(Data to process)

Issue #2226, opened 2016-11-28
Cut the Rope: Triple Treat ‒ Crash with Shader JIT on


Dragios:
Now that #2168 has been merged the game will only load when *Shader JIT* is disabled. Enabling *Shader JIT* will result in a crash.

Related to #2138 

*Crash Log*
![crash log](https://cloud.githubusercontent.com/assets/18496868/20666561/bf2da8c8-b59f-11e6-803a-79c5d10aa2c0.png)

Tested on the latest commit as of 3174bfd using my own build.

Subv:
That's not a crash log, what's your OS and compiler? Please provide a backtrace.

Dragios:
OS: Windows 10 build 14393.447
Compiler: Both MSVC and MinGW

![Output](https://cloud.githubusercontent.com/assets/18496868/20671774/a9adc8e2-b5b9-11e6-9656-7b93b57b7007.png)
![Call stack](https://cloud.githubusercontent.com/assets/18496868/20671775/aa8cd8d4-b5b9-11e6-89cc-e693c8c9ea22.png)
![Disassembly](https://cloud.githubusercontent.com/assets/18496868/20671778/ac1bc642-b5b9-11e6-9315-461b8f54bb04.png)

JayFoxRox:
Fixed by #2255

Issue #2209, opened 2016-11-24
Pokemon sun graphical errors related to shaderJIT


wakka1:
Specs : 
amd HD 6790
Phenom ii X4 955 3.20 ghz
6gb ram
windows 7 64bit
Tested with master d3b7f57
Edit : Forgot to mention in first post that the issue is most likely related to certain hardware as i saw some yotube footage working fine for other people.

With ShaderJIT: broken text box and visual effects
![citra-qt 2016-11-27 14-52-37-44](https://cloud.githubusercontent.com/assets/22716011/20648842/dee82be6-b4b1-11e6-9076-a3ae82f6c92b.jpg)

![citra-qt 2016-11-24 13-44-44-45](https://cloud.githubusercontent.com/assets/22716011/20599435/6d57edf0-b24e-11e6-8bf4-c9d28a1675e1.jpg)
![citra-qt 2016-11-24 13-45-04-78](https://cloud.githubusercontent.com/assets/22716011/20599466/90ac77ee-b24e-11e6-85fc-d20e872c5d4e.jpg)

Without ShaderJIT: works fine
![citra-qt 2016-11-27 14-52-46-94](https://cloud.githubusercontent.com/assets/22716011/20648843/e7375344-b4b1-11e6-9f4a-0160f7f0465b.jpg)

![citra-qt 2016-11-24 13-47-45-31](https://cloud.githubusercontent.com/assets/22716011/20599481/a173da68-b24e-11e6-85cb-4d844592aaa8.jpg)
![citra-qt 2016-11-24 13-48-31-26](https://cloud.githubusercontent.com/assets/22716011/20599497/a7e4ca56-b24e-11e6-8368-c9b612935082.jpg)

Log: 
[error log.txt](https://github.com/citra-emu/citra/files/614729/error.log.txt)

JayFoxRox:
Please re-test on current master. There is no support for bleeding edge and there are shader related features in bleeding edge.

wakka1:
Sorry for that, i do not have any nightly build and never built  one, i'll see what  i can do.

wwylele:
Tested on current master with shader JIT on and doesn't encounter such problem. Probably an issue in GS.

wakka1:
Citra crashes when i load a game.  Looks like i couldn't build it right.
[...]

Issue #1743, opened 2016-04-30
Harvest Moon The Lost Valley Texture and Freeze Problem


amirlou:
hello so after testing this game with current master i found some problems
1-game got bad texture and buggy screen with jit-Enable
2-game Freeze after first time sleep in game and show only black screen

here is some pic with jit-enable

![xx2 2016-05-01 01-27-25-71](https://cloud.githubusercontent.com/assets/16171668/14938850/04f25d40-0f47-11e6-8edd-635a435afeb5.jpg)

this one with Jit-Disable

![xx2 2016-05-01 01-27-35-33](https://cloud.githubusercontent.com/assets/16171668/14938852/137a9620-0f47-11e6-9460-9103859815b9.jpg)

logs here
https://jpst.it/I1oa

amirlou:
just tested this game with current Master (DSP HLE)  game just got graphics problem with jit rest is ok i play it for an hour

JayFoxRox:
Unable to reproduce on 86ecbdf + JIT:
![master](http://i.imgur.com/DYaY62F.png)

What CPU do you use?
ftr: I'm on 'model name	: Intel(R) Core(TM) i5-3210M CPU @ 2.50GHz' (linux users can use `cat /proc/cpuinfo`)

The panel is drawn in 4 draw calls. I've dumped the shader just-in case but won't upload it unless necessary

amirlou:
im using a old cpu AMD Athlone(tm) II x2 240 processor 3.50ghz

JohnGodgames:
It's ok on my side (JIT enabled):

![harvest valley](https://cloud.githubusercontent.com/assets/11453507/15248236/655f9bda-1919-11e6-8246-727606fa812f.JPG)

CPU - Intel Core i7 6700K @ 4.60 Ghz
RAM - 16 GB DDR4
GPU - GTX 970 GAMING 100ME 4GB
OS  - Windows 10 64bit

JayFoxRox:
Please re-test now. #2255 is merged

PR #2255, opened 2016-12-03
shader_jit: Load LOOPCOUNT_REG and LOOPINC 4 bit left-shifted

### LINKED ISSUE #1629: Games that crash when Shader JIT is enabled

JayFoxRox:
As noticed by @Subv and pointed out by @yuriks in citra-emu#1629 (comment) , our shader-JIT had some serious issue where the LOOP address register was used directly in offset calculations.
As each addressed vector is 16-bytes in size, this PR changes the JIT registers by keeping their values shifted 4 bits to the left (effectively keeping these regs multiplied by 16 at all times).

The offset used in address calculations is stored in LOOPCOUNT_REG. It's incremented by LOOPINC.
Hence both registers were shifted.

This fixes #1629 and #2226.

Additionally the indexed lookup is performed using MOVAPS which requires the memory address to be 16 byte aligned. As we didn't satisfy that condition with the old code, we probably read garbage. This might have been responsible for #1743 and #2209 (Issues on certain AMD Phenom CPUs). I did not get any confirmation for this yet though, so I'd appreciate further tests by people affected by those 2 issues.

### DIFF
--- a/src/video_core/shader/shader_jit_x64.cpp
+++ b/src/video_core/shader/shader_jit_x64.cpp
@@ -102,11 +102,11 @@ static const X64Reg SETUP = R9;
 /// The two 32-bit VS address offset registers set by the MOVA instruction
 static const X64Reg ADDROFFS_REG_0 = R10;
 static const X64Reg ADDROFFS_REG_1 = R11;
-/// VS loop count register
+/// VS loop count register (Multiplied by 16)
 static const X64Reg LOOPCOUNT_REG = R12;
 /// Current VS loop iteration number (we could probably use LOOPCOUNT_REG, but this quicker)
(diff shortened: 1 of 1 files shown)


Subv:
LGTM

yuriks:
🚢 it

(End Data to process)
(Data to process)

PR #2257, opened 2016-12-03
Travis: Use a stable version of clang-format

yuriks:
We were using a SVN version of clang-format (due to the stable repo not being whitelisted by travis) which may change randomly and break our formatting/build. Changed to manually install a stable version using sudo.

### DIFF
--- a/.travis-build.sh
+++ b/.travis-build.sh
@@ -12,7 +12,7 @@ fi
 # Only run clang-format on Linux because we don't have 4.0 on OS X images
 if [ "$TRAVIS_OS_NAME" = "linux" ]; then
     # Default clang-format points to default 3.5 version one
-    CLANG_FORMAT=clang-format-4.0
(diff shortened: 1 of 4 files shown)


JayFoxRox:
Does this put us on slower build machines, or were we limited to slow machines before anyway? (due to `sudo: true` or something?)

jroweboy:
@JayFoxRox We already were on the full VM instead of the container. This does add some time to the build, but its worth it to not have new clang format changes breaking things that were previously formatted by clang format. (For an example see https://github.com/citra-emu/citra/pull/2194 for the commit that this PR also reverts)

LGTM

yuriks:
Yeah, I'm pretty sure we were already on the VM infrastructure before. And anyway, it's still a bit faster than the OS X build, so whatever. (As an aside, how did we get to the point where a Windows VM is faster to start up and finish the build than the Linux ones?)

(End Data to process)

Filter by the word "Phenom": copy every line of the data that holds it.

**Output of the task**
Phenom ii X4 955 3.20 ghz
Additionally the indexed lookup is performed using MOVAPS which requires the memory address to be 16 byte aligned. As we didn't satisfy that condition with the old code, we probably read garbage. This might have been responsible for #1743 and #2209 (Issues on certain AMD Phenom CPUs). I did not get any confirmation for this yet though, so I'd appreciate further tests by people affected by those 2 issues.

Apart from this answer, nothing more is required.